### Action item
What is the number of lines in the entries below that include the word "title"? Provide the number only.

### Excerpted records
PR #3694, opened 2018-12-20
feat: introduce target.title()

brendankenny:
Talked to @JoelEinbinder about this and he suggested the change.

When looking at `background_page` targets of extensions, there's not really any way to tell which extension is the one you want without knowing the hash (the url is just something like `chrome-extension://kmendfapggjehodndflmmgagdbamhnfd/_generated_background_page.html`), which is a problem if you're dynamically loading the extension for testing.

The problem is compounded since `--disable-extensions-except` doesn't actually load *only* the extension specified. Currently, at least the 2FA `CryptoTokenExtension` is always loaded (at least on my machine) in addition to the extension path passed in.

`_targetInfo.title` looks like it's a stable part of the protocol and I can't see any other way to get this string, so hopefully this change seems reasonable.

### DIFF
--- a/docs/api.md
+++ b/docs/api.md
@@ -296,6 +296,7 @@
   * [target.createCDPSession()](#targetcreatecdpsession)
   * [target.opener()](#targetopener)
   * [target.page()](#targetpage)
+  * [target.title()](#targettitle)
   * [target.type()](#targettype)
   * [target.url()](#targeturl)
 - [class: CDPSession](#class-cdpsession)
@@ -3412,6 +3413,9 @@ Get the target that opened this target. Top-level targets return `null`.
 - returns: <[Promise]<?[Page]>>
 
 If the target is not of type `"page"` or `"background_page"`, returns `null`.
+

### Solution to the problem
3